Log ingestion has latency, which will be the time from when the data is created on a specific system to when the data becomes available for analysis. It’s important to decrease latency in order to effectively gather data for analysis.
There are various factors that can affect latency. First, we have agent time, which is the time from event discovery to retrieving the data into the database or data collection endpoint as a record. Next, we have pipeline time, which is the time for ingestion pipeline to process this log data. Lastly, we have indexing time, which is basically time spent to ingest into the storage. Note that resources can stop providing data due to some issues, there are numerous tools to help with detecting this like VMware’s heartbeat alarm which shows the status of communications and can detect when a system has locked up, crashed, or have ceased to function.
Agent time can variate depending on your strategy. There are different strategies for collecting data from systems which may affect latency, and the type of logs you may be collecting will affect this as well like resource logs or activity logs. Some solutions don’t even collect data from an agent, which can increase or decrease latency.
There are multiple parts that add to pipeline time like having custom logs.
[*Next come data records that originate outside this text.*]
PR #542, opened 2023-05-18
Lending markup (old)

### LINKED ISSUE #545: Lending: markup and preparations

NikolaiYurchenko:


ferostabio:
Some important points to tackle once that the branch is up to date.

- The SDK changed, there’s no `LendingProviderDetails` anymore so the `rearrangeWith…` function needs to be refactored (ps: I moved the function to a new `lending` helper, we shouldn’t add lending functions to any borrowing related code).
- `viewDynamicPosition` and `showPosition` changed, params are different and can now be undefined, so the flow needs to be updated and double checked.
- Reintroduce the commented out components, all of them were changed this month, so please update them.
- Remove duplicated code, and create reusable components whenever possible. Rows and tables are currently sharing a lot of functionality and most code has just been duplicated (`loaderOrError` is a small but good example).
- Get rid of all `any`, please use types whenever possible
- Rename components like `BorrowBox` if they’re going to be used in Lending. This type of component won’t use `borrow.store` but a new `lending.store`. It’s not just a matter of doing the markup, we have to be thorough in the component structure. It makes sense to create a dumber `FormBox` component, for instance, that accepts data that will be sent from `BorrowBox` and `LendingBox`.

brozorec:
moved all related frontend work to #631

PR #550, opened 2023-05-22
Routes redesign

NikolaiYurchenko:
Routes stepper styles rework
Assets Box rework to reuse in Routes modal
Confirmation transaction modal redesign
Tx modal look similar


ferostabio:
@NikolaiYurchenko I would say continue in this PR and update the tx history. You can use the same modal, only for the time being at least maintain the step grouping

brozorec:
1. I manage a position on Optimism and I payback from Gnosis. The "from" titile should be Gnosis and not Optimism.
image

2. I'm not sure about the sign "->" below "Deposit to Aave V3 and Borrow from Aave V3". It's for the bridging, isn't "0.001 WETH / 1.2 USDC" better?
image

3. Based on the above, when we have double steps "deposit+borrow" or "payback+withdraw", there's a redundant provider name. So the wording be better "Deposit and borrow from Aave V3" and "Payback and withdraw from Aave V3".

NikolaiYurchenko:
Thanks, will do. Only don't sure about second, for me it is pretty clear, Ill change and show how it will be

ferostabio:
> Thanks, will do. Only don't sure about second, for me it is pretty clear, Ill change and show how it will be

Agree with @brozorec on this one. Find the "->" confusing. I like how it looks, but I think it gives the impression of a swap: WETH is exchanged for USDC, and that's not what's happening.

ferostabio:
Is there a reason for having this when there's a bridge? We're repeating the amount, we're literally doing `${singleAmount} -> ${singleAmount}`. I would just show the amount we're bridging @brozorec 

Captura de pantalla 2023-05-24 a la(s) 14 32 27

ferostabio (approved):

PR #470, opened 2025-03-11
feat: add update_user and patient_portal_send_invite effects

miguelquintas:
https://canvasmedical.atlassian.net/browse/KOALA-2591


canvas_sdk/effects/send_invite.py
```diff
@@ -0,0 +1,44 @@
...
+            CanvasUser.objects.get(dbid=self.dbid)
+
+        except CanvasUser.DoesNotExist:
+            errors.append(
+                self._create_error_detail(
+                    "value",
+                    "User does not exist",
+                    self.dbid,
+                )
+            )
```
nmpsilva, line 42: I know we talked about this but so you don't forget, it's usually more performant to do something like:

```suggestion
        user_exists = CanvasUser.objects.filter(dbid=self.user_dbid).exists()
        if not user_exists:
            errors.append(
                self._create_error_detail(
                    "value",
                    "User does not exist",
                    self.user_dbid,
                )
            )
```

canvas_sdk/effects/update_user.py
```diff
@@ -0,0 +1,79 @@
...
+        if self.email is None and self.phone_number is None:
+            raise ValueError("one of 'email', 'phone_number' is required")
+
+        return self
+
+    def _get_error_details(self, method: Any) -> list[InitErrorDetails]:
+        errors = super()._get_error_details(method)
+
+        try:
+            CanvasUser.objects.get(dbid=self.dbid)
```
nmpsilva, line 68: Same comment as above

canvas_sdk/v1/data/user.py
```diff
@@ -9,3 +9,5 @@ class Meta:
         db_table = "canvas_sdk_data_api_auth_user_001"
 
     dbid = models.BigIntegerField(db_column="dbid", primary_key=True)
+    email = models.EmailField(db_column="email", primary_key=True)
```
nmpsilva, line 12: Is the email really a `primary_key`?

canvas_sdk/effects/send_invite.py
```diff
@@ -0,0 +1,43 @@
...
+
+    class Meta:
+        effect_type = EffectType.PATIENT_PORTAL__SEND_INVITE
+
+    user_dbid: int
+
+    @property
+    def values(self) -> dict[str, Any]:
+        """The user's id."""
+        return {"dbid": self.user_dbid}
```
nmpsilva, line 22: Missed this one sorry. Let's be explicit about what we're sending
```suggestion
        return {"user_dbid": self.user_dbid}
```

PR #473, opened 2025-03-12
feat: uncomment ordering_provider

kristenoneill:
uncomment ordering_provider since staff model is live

https://github.com/canvas-medical/canvas-plugins/discussions/471

### DIFF
--- a/canvas_sdk/v1/data/lab.py
+++ b/canvas_sdk/v1/data/lab.py
@@ -10,6 +10,7 @@ from canvas_sdk.v1.data.base import (
     TimeframeLookupQuerySetMixin,
     ValueSetLookupQuerySet,
 )
+from canvas_sdk.v1.data.staff import Staff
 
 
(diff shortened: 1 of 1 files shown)


canvas_sdk/v1/data/lab.py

Depending on how it processes the custom logs, it will add time to logs that are collected by agents. Also, some solution has heavier algorithms and are stored in temporary storage, which further increases latency.
You can compare ingestion time to time generated property to measure latency of a specific record on tools like Microsoft azure. You can also use the result with aggregations to discover how ingestion latency behaves as well. Microsoft azure also gives you the flexibility to pull all sorts of data like using percentile to get insights for larger amounts of data.